Over the last few years, “co-living” startups have become increasingly common in tech-rich cities like San Francisco. These companies lease large houses, then rent individual bedrooms for as much as $2,000 per month in hopes of attracting the young professionals who make up the tech industry. Many offer food, cleaning services, group activities, and hotel-quality accommodations to do so.

But the true value in co-living companies lies in their role as a third party: Smoothing over relations, providing hassle free income to homeowners and improved accountability to tenants… in theory, anyway.

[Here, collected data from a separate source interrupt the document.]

PR #141, opened 2018-04-17
Sam Phase IV Feature Branch

MatthewBemis:
Included in this branch currently:

GAWB-3321
GAWB-3388

----------------

In all cases:

### DIFF
--- a/src/main/scala/org/broadinstitute/dsde/workbench/sam/service/ResourceService.scala
+++ b/src/main/scala/org/broadinstitute/dsde/workbench/sam/service/ResourceService.scala
@@ -30,7 +30,39 @@ class ResourceService(private val resourceTypes: Map[ResourceTypeName, ResourceT
     accessPolicyDAO.createResourceType(resourceType.name)
   }
 
-  def createResource(resourceType: ResourceType, resourceId: ResourceId, userInfo: UserInfo): Future[Resource] = {
+  def createResource(resourceType: ResourceType, resourceId: ResourceId, policies: Option[Map[AccessPolicyName, AccessPolicyMembership]] = None, userInfo: UserInfo): Future[Resource] = {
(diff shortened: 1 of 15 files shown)


src/main/scala/org/broadinstitute/dsde/workbench/sam/service/ResourceService.scala
```diff
@@ -30,13 +30,29 @@ class ResourceService(private val resourceTypes: Map[ResourceTypeName, ResourceT
...
+      policiesOpt match {
+        case Some(policies) =>
+          Future.traverse(policies) { case (accessPolicyName, accessPolicyMembership) =>
+            val resourceAndPolicyName = ResourceAndPolicyName(Resource(resourceType.name, resourceId), accessPolicyName)
+            val loadedSubjects = Future.traverse(accessPolicyMembership.memberEmails) { directoryDAO.loadSubjectFromEmail }.map(subjOpts => subjOpts.collect { case Some(subj) => subj })
+            val roles = accessPolicyMembership.roles
+            val actions = accessPolicyMembership.actions
+
+            loadedSubjects.flatMap { subjects =>
+              createPolicy(resourceAndPolicyName, subjects, roles, actions)
```
gpolumbo-broad: https://broadinstitute.atlassian.net/browse/GAWB-2994

We used to not have to worry about validating policies on Resource create because the policies being created we precisely structured and populated.  Now, because we allow users to submit an arbitrary list of policies with whatever data they want in them, I think we need to validate the policies here before creating them.  

At the very least, it seems like line 39 is reintroducing bug GAWB-2994, in that it seems to just silently ignore email addresses that don't already map to a subject in SAM.

dvoet:
jenkins retest

dvoet:
jenkins retest because weird

PR #522, opened 2021-04-30
[CA-1328] Update opendj run script

s-rubenstein:
Ticket: <Link to Jira ticket>

---

**PR checklist**

### DIFF
--- a/docker/opendjsetup.sh
+++ b/docker/opendjsetup.sh
@@ -12,6 +12,7 @@ if [ -n "${NUMBER_SAMPLE_USERS+set}" ]; then
 fi
 
 /opt/opendj/setup directory-server --ldapPort 389 \
+  --instancePath ${INSTANCE_ROOT} \
   --adminConnectorPort 4444 \
   --baseDN $BASE_DN -h opendj.dsde-dev.broadinstitute.org --rootUserPassword "${ROOTPASS}" \
   --acceptLicense \
--- a/docker/opendjsetup.sh
+++ b/docker/opendjsetup.sh
@@ -3,7 +3,6 @@
 #
 # Copyright (c) 2016-2017 ForgeRock AS. Use of this source code is subject to the
 # Common Development and Distribution License (CDDL) that can be found in the LICENSE file
-
 echo "Setting up default OpenDJ instance."
 
 INIT_OPTION="--addBaseEntry"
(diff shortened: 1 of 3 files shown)


marctalbott (approved):

andy7i (approved):

s-rubenstein:
Jenkins retest

docker/stand-alone/docker-compose.yaml
```diff
@@ -23,7 +23,7 @@ services:
       - sam-app:app
       - sam-opendj:opendj
   sam-opendj:
-    image: broadinstitute/openam:opendj5
```
s-rubenstein, line 26: No clue what this was… a different tag? We should probably just use all the same tag

marctalbott: I'm not familiar with this file/directory at all, maybe @gpolumbo-broad can weigh in as a past contributor to the file? Is it used for anything? I wouldn't mind removing it entirely if it's not used anymore (not in this PR but as a future tech debt item)

marctalbott (approved):

docker/opendjsetup.sh
```diff
@@ -13,13 +12,13 @@ if [ -n "${NUMBER_SAMPLE_USERS+set}" ]; then
 fi
 
 /opt/opendj/setup directory-server --ldapPort 389 \
+  --instancePath ${INSTANCE_ROOT} \
```
andy7i, line 15: how does this get the value for ${INSTANCE_ROOT}? I see that env variable defined in the firecloud-opendj repo but not in this repo.

andy7i: another question: why do we need to add `instancePath` here?

docker/stand-alone/docker-compose.yaml
gpolumbo-broad: Oh, the old stand-alone stuff was from way back when I first started and there was a request to set up stand-alone sam.  I don't remember why or if it was ever used.  I suspect that we can probably remove it now, but I'm not sure.

gpolumbo-broad (approved):

docker/opendjsetup.sh
s-rubenstein: `instancePath` seems to have not been default in the GCR dockers? It may be that there was a command getting run in our previous image that we are missing here, but figuring out is basically impossible at this point.

${INSTANCE_ROOT} is defined at the dockerfile level here https://github.com/broadinstitute/firecloud-opendj/blob/dev/Dockerfile#L54, so it will be on the docker container's environment variables, which means that this will get picked up with when run on the docker container.

andy7i: oh I see, this file is copied into the docker container (https://github.com/broadinstitute/sam/blob/c34ff18ddb109aa15e4f4cade8377f582414c86c/docker/stand-alone/docker-compose.yaml#L33) and is run within that container, so that makes sense.

andy7i (approved):
LGTM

The reality has proved the opposite can just as easily be true.

In a September company email, Bay Area co-living startup HubHaus released a statement that claimed they were “unable to pay October rent” on their leased properties. Hubhaus also claimed to have “no funds available to pay any amounts that may be owed landlords, tenants, trade creditors, or contractors.”

This left hundreds of SF Bay Area renters scrambling to arrange shelter with little notice, with the start of a second major COVID-19 outbreak on the horizon.

HubHaus exhibited plenty of red flags leading up to this revelation. Employees complained of insufficient or late payment. The company stopped paying utilities during the spring, and they quietly discontinued cleaning services while tenants continued to pay for them.

Businesses like HubHaus charge prices that could rent a private home in most of the rest of the country, in exchange for a room in a house of 10 or more people. PodShare is a similar example: Another Bay Area-based co-living startup, whose offerings include “$1,200 bunk beds” in a shared, hostel-like environment.

As a former Bay Area resident, it’s hard not to be angry about these stories. But they have been the unfortunate reality since long before the pandemic. Many urbanites across the country cannot afford to opt out of a shared living situation, and these business models only exacerbate the race to the bottom of city living standards.

HubHaus capitalized on this situation and took advantage of their tenants, who were simply looking for an affordable place to live in a market where that’s increasingly hard to find.

They’ve tried to place the blame for their failure on COVID-19 — but all signs seem to indicate that they had it coming.